I'm using apache storm 2.4.0 version and we want all our metrics need to be exposed. So, we created an service that accepts all the metrics in time being and will expose the metrics on /metrics end point. storm uses drop-wizard metrics and I'm converting them to prometheus metrics by the above process. This whole setup is done on kubernetes after making few changes to actual code to storm 2.4.0 version. About kubernetes set up, I have nimbus pod and supervisor pod and zookeeper pod differently. Those all are connected (Should these two supposed to be in one pod not sure).
topology.metrics.reporters:
# Prometheus Reporter
- class: "com.example.storm.PrometheusStormReporter"
daemons:
- "supervisor"
- "nimbus"
- "worker"
report.period: 60
report.period.units: "SECONDS"
storm.metrics.reporters:
# Prometheus Reporter
- class: "com.example.PrometheusStormReporter"
daemons:
- "supervisor"
- "nimbus"
- "worker"
report.period: 60
report.period.units: "SECONDS"
the above reporter will make a post call to our service where all the metrics are being populated.

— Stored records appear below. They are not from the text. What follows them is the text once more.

PR #92, opened 2026-07-15
Add continuous integration for pull requests

alexanderguy:
## Summary

- Runs the full `make all` pipeline (lint, type check, admin-ui bundle,
  tests) on every pull request and gates merge on it.
- Provisions a Postgres service and wires the database environment so the
  DB and hub-api suites run instead of skipping; a pre-flight assertion
  fails the job if that environment is missing, so a silent skip cannot
  pass as green.
- Bootstraps the database through the repository's own `bin/db-reset`,
  reusing its migrate and grant steps rather than duplicating them.

## Verification

- `make lint` exits 0 on the branch (prettier, eslint, API-docs freshness,
  dependency and launcher checks).
- The full `make all`, including the DB and hub-api suites, is exercised by
  this workflow itself; the first run on this PR is its live verification.

Closes INTR-306

### DIFF
--- a/.github/workflows/ci.yml
+++ b/.github/workflows/ci.yml
@@ -1,0 +1,98 @@
+name: Continuous Integration
+
+on:
+  pull_request:
+    types: [opened, synchronize, reopened]
+
+concurrency:
+  group: ci-${{ github.event.pull_request.number }}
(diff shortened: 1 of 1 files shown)


alexanderguy:

PR #94, opened 2026-07-16
Recover scheduler timers from the committed object store

alexanderguy:
## Summary

- The workflow-host scheduler's start-time recovery and fire-time deployment attribution read committed git state through the repo store rather than the materialized working tree, so a filesystem that lags the committed object store can no longer make recovery miss a committed `TimerFired` and re-queue an already-fired one-shot timer.
- The repo store exposes `openCommittedReads` (by ref) and `openCommittedReadsAtCommit` (by commit): cache-backed, authorize-gated reads of the committed tree. The workflow-event subscription reads through the by-commit primitive instead of walking the tree with its own git calls.
- The workflow-run event-log filename shape and `runs/`/`events/` prefixes live in one place (the kind handler), and every event-log reader rejects an illegal `<seq>.json` name rather than silently dropping the blob.

## Verification

`make all` exits 0: build, lint, 4080 unit tests, and 361 integration tests all pass. A regression test wipes the materialized `runs/` working tree while leaving the object store intact and asserts recovery still excludes the committed `TimerFired` and still queues the co-resident unfired timer — the lag scenario, which fails on the pre-fix working-tree read.

Closes INTR-308

### DIFF
--- a/apps/sidecar/src/workflow-run-pack-client.ts
+++ b/apps/sidecar/src/workflow-run-pack-client.ts
@@ -685,6 +685,8 @@ export function createWorkflowRunPackPushingRepoStore(
     resolveHead: underlying.resolveHead.bind(underlying),
     getRepoDir: underlying.getRepoDir.bind(underlying),
     openCommittedReads: underlying.openCommittedReads.bind(underlying),
+    openCommittedReadsAtCommit:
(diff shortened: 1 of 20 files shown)


alexanderguy:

I have converted drop-wizard metrics to prometheus metrics and making a POST call to our service. I have reduced the time to 5 seconds and 10 seconds from 60 seconds. But there is a large difference between what storm is processing and what we are seeing on /metrics end point.
One other way I tried is pushing the metric when I want in the execute method of the bolts(sequential with the my current logic). This way, I was adding exactly the metrics and move them accordingly. But this adds up to the processing time (which I don’t want). If posting fails I need to fail the tuple explicitly and add storm retry for this.
Do I need to shift to push-gateway? Or any other way I can get full metrics.